## INSTRUCTIONS FOR THE TASK
The word to find is "some". Copy each line of the material that contains it.

## SUPPLIED MATERIAL
PR #320, opened 2019-11-17
Downgrade chalk package version

vogre:
Major version increase makes it incompatible with @oclif/color (not
currently causing any issues in our usage of color display, but confuses
the node_modules structure)

Reverts part of #318.


vogre:
The CI worked well enough - the behavior did not change, although it seems like the tests don't test the color output at all (seems like https://github.com/reshufflehq/reshuffle/blob/master/cli/src/test/snapshots/destroy.spec.ts.md has no terminal escape codes).

PR #321, opened 2019-11-18
React auth and integration

arielshaqed:
FE and major parts of BE by @bergundy.

Support Reshuffle OAuth.  Minimal unit tests for now, but an e2e template works.


passport-reshuffle/src/auth-handler.ts
```diff
@@ -0,0 +1,141 @@
...
+    });
+  })(req, res, next);
+}
+
+const oauthPage: express.Handler[] = [
+  passport.authenticate('auth0', { scope: 'openid email profile' }),
+  (_req, res) => res.redirect('/'),
+];
+
+// BUG: Use a remote shared per-app secret.
```
michaeladda: this is already the case. can remove th comment, no?

passport-reshuffle/src/auth-handler.ts
```diff
@@ -0,0 +1,141 @@
+import { makeStrategy, isFake } from './strategy';
+
+import express from 'express';
+import session from 'cookie-session';
+import passport from 'passport';
+import bodyParser from 'body-parser';
+
+const strategy = makeStrategy();
+
+passport.use(makeStrategy());
```
vogre: `passport.use(strategy)`?

passport-reshuffle/src/stick-figure.ts
```diff
@@ -0,0 +1,7 @@
+// A generic user found via a generic web search.  This is a
+// stick-figure of a person.
+// https://publicdomainvectors.org/en/free-clipart/Stick-Figure/58220.html,
+// labelled public domain, converted to JPG, scaled down and processed
```
michaeladda: uk for the win (`labelled`)

passport-reshuffle/src/strategy.ts
```diff
@@ -0,0 +1,76 @@
...
+import { Strategy as Auth0Strategy } from 'passport-auth0';
+import { titlecase } from 'stringcase';
+import { stickFigure } from './stick-figure';
+
+// Currently the *base* Passport Profile.  But could be anything
+// supported by the underlying Passport strategy.
+export { Profile };
+
+function getMissingOauthEnvariables() {
+  return ['OAUTH_DOMAIN', 'OAUTH_CLIENT_ID', 'OAUTH_CLIENT_SECRET']
```
vogre: My preference while we have control over those variables is to prefix them with `RESHUFFLE_`, since they are very close to what a user might use for their other, unrelated oauth https://github.com/reshufflehq/dev-docs/blob/master/backend/authBackend.js#L17.

passport-reshuffle/src/strategy.ts
```diff
@@ -0,0 +1,76 @@
...
+}
+
+class FakeLocalStrategy extends LocalStrategy {
+  public readonly fake: boolean = true;
+
+  // Just inherit the constructor from LocalStrategy.
+}
+
+export function makeStrategy(): Auth0Strategy | FakeLocalStrategy {
+  if (process.env.NODE_ENV === 'production' || process.env.OAUTH_CLIENT_ID) {
```
michaeladda: we should not decide if we're local or not basd on NODE_ENV, but this is not for this PR

passport-reshuffle/src/strategy.ts
```diff
@@ -0,0 +1,76 @@
...
+  _refreshToken: string,
+  _extraParams: any,
+  profile: Profile,
+  done: (error: any, user?: any, info?: any) => void,
+) {
+  // _extraParams.id_token has a JWT, if needed.
+  return done(null, profile);
+}
+
+function localVerifyUser(
```
michaeladda: fakeVerifyUser?
or use local elsewhre (local = fake iiuc)

passport-reshuffle/src/strategy.ts
michaeladda: what about `RESHUFFLE_SESSION_SECRET`?

passport-reshuffle/src/auth-handler.ts
```diff
@@ -0,0 +1,141 @@
...
+}
+
+const oauthPage: express.Handler[] = [
+  passport.authenticate('auth0', { scope: 'openid email profile' }),
+  (_req, res) => res.redirect('/'),
+];
+
+// BUG: Use a remote shared per-app secret.
+// TODO(ariels): Support secret rotation.
+const sessionSecretKey = process.env.SESSION_SECRET || 'fancy crab';
```
michaeladda: IIRC this is `RESHUFFLE_SESSION_SECRET` not `SESSION_SECRET`

react-auth/src/index.tsx
```diff
@@ -0,0 +1,80 @@
...
+export const useAuthFlow = (): LoginManager => useContext(AuthContext).loginManager;
+
+// tslint:disable-next-line:variable-name
+export const AuthProvider: FC = ({ children }) => {
+  const { result, error, loading } = useAsync<AuthState>(async () => {
+    const req = await fetch('/whoami', { credentials: 'include' });
+    if (!req.ok) {
+      throw new Error(`Failed to get /whoami ${req.statusText}`);
+    }
+    // tslint:disable-next-line:no-return-await
```
vogre: OK, sorry, reversing my previous opinion here - less is more, and this makes the code consistent (reasoning https://github.com/reshufflehq/reshuffle/pull/176)

passport-reshuffle/src/auth-handler.ts
```diff
@@ -0,0 +1,141 @@
+import { makeStrategy, isFake } from './strategy';
```
michaeladda: I think the fake functions should live in a different file to make it clear they are only for the local dev use case
(not for this PR)

rush.json
```diff
@@ -423,6 +428,11 @@
         "packageName": "@reshuffle/utils-subprocess",
         "projectFolder": "utils-subprocess",
         "shouldPublish": true
+    },
+    {
+        "packageName": "@reshuffle/passport",
+        "projectFolder": "passport-reshuffle",
```
michaeladda: i think folder passport would have been better
(not for this PR)

passport-reshuffle/src/auth-handler.ts
arielshaqed: Ouch.  DOne.

passport-reshuffle/src/auth-handler.ts
arielshaqed: True.  Done.

passport-reshuffle/src/auth-handler.ts
arielshaqed: Yikes!

passport-reshuffle/src/strategy.ts
arielshaqed: Talk tomorrow.  I'm not sure which is better TBH, I'd like to poll some more people.

arielshaqed: It explicitly works without for local mode.

passport-reshuffle/src/strategy.ts
arielshaqed: Renamed.

passport-reshuffle/src/strategy.ts
arielshaqed: Ack.  But this *really* says that if you're in `production` you're not allowed to use fakes.  Or if you set one variable, you need to set them all.  Which I think is reasonable.

react-auth/src/index.tsx
arielshaqed: Well, I said there I'll do what the robot says, so here I'll do what the robot says.

arielshaqed:
Thanks!
I'll pull once tests pass.  @vogre -- you were not definitive on pull-or-not, so I'll fix anything needed tomorrow, of course.

PR #324, opened 2019-11-19
Use secure cookies

vogre:


vogre:
Tested and saw `secure: true` in browser dev tools.

PR #325, opened 2019-11-19
Proprly logout from OAUTH provider

michaeladda:
See https://auth0.com/docs/logout for more details

### DIFF
--- a/passport/src/auth-handler.ts
+++ b/passport/src/auth-handler.ts
@@ -4,6 +4,7 @@ import express from 'express';
 import session from 'cookie-session';
 import passport from 'passport';
 import bodyParser from 'body-parser';
+import { URLSearchParams } from 'url';
 
 const strategy = makeStrategy();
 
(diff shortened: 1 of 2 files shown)


passport/src/auth-handler.ts
```diff
@@ -140,7 +141,18 @@ export function authRouter(): express.Express {
 
   app.get('/logout', (req, res) => {
     req.logout();
-    res.redirect('/');
+    if (isFake(strategy)) {
```
arielshaqed: I'd rather keep the `isFake` call outside of the callback.

passport/src/auth-handler.ts
```diff
@@ -140,7 +141,18 @@ export function authRouter(): express.Express {
...
+      res.redirect('/');
+    } else {
+      const oauthDomain = process.env.OAUTH_DOMAIN!;
+      const baseUrl = process.env.RESHUFFLE_APPLICATION_DOMAINS!.split(',')[0];
+      const clientId = process.env.OAUTH_CLIENT_ID!;
+      const params = new URLSearchParams({
+        returnTo: `https://${baseUrl}`,
+        client_id: clientId,
+      }).toString();
+      res.redirect(`https://${oauthDomain}/v2/logout?${params}`);
```
arielshaqed: This also clears the session cookies?  Cool...

michaeladda: it doesn't clear it. it invalidates it afaict.

michaeladda:
passed in https://ci.binaris.io/job/gobinaris/job/precious/job/master/9623/ so merging

PR #326, opened 2019-11-19
Fix and share Profile interface

bergundy:


auth/src/index.ts
```diff
@@ -0,0 +1,12 @@
+export interface Email {
+  value: string;
+  type?: string;
+}
+
+export interface Profile {
```
vogre: It looks like the basics come from [passport.Profile](https://github.com/DefinitelyTyped/DefinitelyTyped/blob/0e9f7eb3a2d623b0ce7d7b95ca8353c8b8e1b784/types/passport/index.d.ts#L138) extended by at least (`nickname`, `user_id`, `picture`) from [auth0](https://github.com/DefinitelyTyped/DefinitelyTyped/blob/0e9f7eb3a2d623b0ce7d7b95ca8353c8b8e1b784/types/auth0/index.d.ts#L429) - can we create some union type out of them?

auth/src/index.ts
```diff
@@ -0,0 +1,12 @@
...
+  provider: string;
```
vogre: Looking at code and experimenting with it live, it looks like provider field is optional - see the profile [sources](https://github.com/auth0/passport-auth0/blob/master/lib/Profile.js#L4). Should we fill those or leave unchanged?

passport/package.json
```diff
@@ -27,6 +27,7 @@
   },
   "homepage": "https://github.com/reshufflehq/reshuffle#readme",
   "dependencies": {
+    "@reshuffle/auth": "0.1.0",
```
vogre: [Technicality]: I think this should be "0.0.0", for rush tracking to work?

react-auth/src/index.tsx
```diff
@@ -1,26 +1,8 @@
 import React, { FC, createContext, useContext } from 'react';
 import { useAsync } from 'react-async-hook';
+import { Profile } from '@reshuffle/auth';
```
vogre: I think `@reshuffle/react-auth` is quite generic, and it would work even if Profile looked like a generic `{}` object, and might be overridden by users - then we wouldn't need to export a package...

michaeladda:
FYI, if the API changes, this PR requires matching PRs for the Todo and template apps the least, as well as coordinating with @rylandg and @zolga

bergundy:
@michaeladda this fixes inconsistencies between the local and remote authentication strategies.

passport/package.json
bergundy: I'll fix

react-auth/src/index.tsx
bergundy: I'd rather give our users a consistent Profile interface.
In the future we might want to let users add more information to the basic profile.

auth/src/index.ts
bergundy: Let's leave it like this for now.

auth/src/index.ts
bergundy: IMHO It's easier for users to have a single consistent Profile interface so they don't have to guess which fields are in the profile.
We can extend the basic profile later.

bergundy:
@vogre PTAL

cli/src/test/browse.spec.ts
```diff
@@ -30,6 +31,7 @@ test('browse lists templates on dumb terminal', async (t) => {
       similarTemplatesIds: [
         'uniqueorn',
       ],
+      tags: [],
```
vogre: Is this from an unrelated change?

bergundy: Yes unfortunately

PR #327, opened 2019-11-20
Output CommonJS for react-auth

vogre:
Similar to react-async-hooks configuration
Required for Jest test runner


vogre:
This is actually not similar to react-async-hook configuration which uses [tsdx](https://github.com/jaredpalmer/tsdx) which has multiple outputs (esm, cjs.development, cjs.production).

vogre:
@bergundy PTAL - I've changed to tsdx, which seems to not output the generator stuff, and has the various formats.

PR #448, opened 2021-11-18
clarify java client cloud bootstrap

ingorichtsmeier:
Hi, I had difficultites bootstrapping my Java Client against my Camunda Cloud cluster. You can find the details of the problem and two solutions in this forum post: https://forum.camunda.io/t/bootstrap-java-worker-failed-with-unrecognized-field-refreshtoken/2610

After I got it running, I started to correct the docs. I would like to reference them directly in exercises in Camunda Academy.

My questions: 
* Is my change a valid improvement? 
* What is the best way to bootstrap a java client?
* Where can I find the current Java-Docs?

As I would like to link the Java Docs, I found that the link used in this page: https://javadoc.io/doc/io.zeebe/zeebe-client-java/latest/io/zeebe/client/ZeebeClientBuilder.html only has a version 1.0.0-alpha7 as latest version.

I would like to replace the bold class names with a link to the classes used to configure the client.

### DIFF
--- a/docs/apis-clients/java-client/index.md
+++ b/docs/apis-clients/java-client/index.md
@@ -44,6 +44,7 @@ In Java code, instantiate the client via the **ZeebeClientCloudBuilder** as foll
             .withClusterId(clusterId)
             .withClientId(clientId)
             .withClientSecret(clientSecret)
+            .withRegion("bru-2")
             .build();
 
     cloudClient.newTopologyRequest().send().join();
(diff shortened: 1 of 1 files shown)


akeller:
In general I like these changes, but I would like to have @menski do a technical review first and then I'll take care of a style guide review. 

I had a similar question about the Javadocs, I found the same like you did.

PR #455, opened 2021-11-26
Enable zoomable images

menski:


akeller (commented):
I like the idea here, but for larger screenshots like in the Modeler section, it makes the images even more difficult to see and work with. We can exclude those but there might be others we need to exclude as well.

ingorichtsmeier:
I prefer to use a fixed windows size to take the screenshots and limit it to 1200*800 pixels. I've installed a sizer tool to resize the browser or modeler to reasonable size. 

Pictures become harder to read as the screen size grows to 4K and beyond.

akeller:
@pepopowitz I wanted to get this topic on your radar. We'll likely close this PR and create a new one.

This incorporates an image zoom plugin for Docusaurus which works on some of our images but doesn't work with others. Can you investigate a little closer as you learn more about how Docusaurus works? Do we need to have a standard image size? Is there an alternative image zoom plugin? 

Something to keep in mind is we do have some screenshot scripting/automation running for components like Modeler. Our goal is to have something similar for all components, but this means we can't immediately introduce standard image sizes.

akeller:
@pepopowitz I'm closing this PR and creating a new issue for Zoomable images in the backlog. Given all the other changes Docusaurus core introduced recently, my guess is this will be a different implementation when we get to it.

PR #461, opened 2021-11-29
Update 110-to-120.md

felix-mueller:


felix-mueller:
@menski got feedback about this section in docs. Probably makes sense to adjust it - just wanted. to make a proposal, wdyt?

menski (approved):
thanks Felix

PR #469, opened 2021-11-30
Update Temporal expressions at expressions.md

tales-paiva:
Minor typo at the Temporal expressions section.


menski (approved):
Thanks again for fixing this

PR #474, opened 2021-12-01
Create troubleshooting section CCSM with log levels

### LINKED ISSUE #465: Add log level info to docs
Pull info from Zeebe wiki on log level info and modify for end user audience - https://github.com/camunda-cloud/zeebe/wiki/Logging#levels

----

TRACE: information which is helpful only if you want to trace the execution of a particular component. In general TRACE logging should be using granular loggers, i.e. loggers tied to very specific components, such that we can enable them for those to avoid creating too much noise.

DEBUG: information which can provide helpful context when debugging. To help you decide whether it is TRACE or DEBUG, or INFO, ask yourself: is this useful for a user, or just for a developer trying to diagnose what happened? It's also perfectly acceptable to add DEBUG messages right after an INFO one to provide more context.

INFO: information about the system which is useful for the user (note: in the case of the broker, user here is the SRE deploying it), e.g. leader changes, a new node added to or removed from the membership, etc.

WARN: expected errors (e.g. connection time outs, the remote node is unavailable, etc.) which may indicate that parts of the system are not working, and would require attention if they persist, but may resolve by themselves

ERROR: errors which require a person to look into them, e.g. log corruption, inconsistent log, anything which could shut down a partition, etc.

akeller:
Closes #465.

Any further thoughts here?

### DIFF
--- a/docs/self-managed/troubleshooting/log-levels.md
+++ b/docs/self-managed/troubleshooting/log-levels.md
@@ -1,0 +1,26 @@
+---
+id: log-levels
+title: "Log levels"
+description: "Learn about what information you can expect in various log levels and how to handle them"
+---
+
+When working with Camunda Cloud, you may see various messages in your logs. Not all messages require action.
+
+## Understanding log levels
+
+Camunda Cloud uses the following log levels:
+
+* TRACE: information which is helpful only if you want to trace the execution of a particular component. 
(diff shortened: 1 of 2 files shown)


akeller:
@christinaausley once I get more feedback, I'll add you as a reviewer for a style guide and editorial review.

menski (approved):
looks good to me

christinaausley (approved):
From a technical writing standpoint, LGTM. Made minor editorial adjustments in latest commit.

## FINAL ANSWER
arielshaqed: Talk tomorrow.  I'm not sure which is better TBH, I'd like to poll some more people.
vogre: It looks like the basics come from [passport.Profile](https://github.com/DefinitelyTyped/DefinitelyTyped/blob/0e9f7eb3a2d623b0ce7d7b95ca8353c8b8e1b784/types/passport/index.d.ts#L138) extended by at least (`nickname`, `user_id`, `picture`) from [auth0](https://github.com/DefinitelyTyped/DefinitelyTyped/blob/0e9f7eb3a2d623b0ce7d7b95ca8353c8b8e1b784/types/auth0/index.d.ts#L429) - can we create some union type out of them?
This incorporates an image zoom plugin for Docusaurus which works on some of our images but doesn't work with others. Can you investigate a little closer as you learn more about how Docusaurus works? Do we need to have a standard image size? Is there an alternative image zoom plugin? 
Something to keep in mind is we do have some screenshot scripting/automation running for components like Modeler. Our goal is to have something similar for all components, but this means we can't immediately introduce standard image sizes.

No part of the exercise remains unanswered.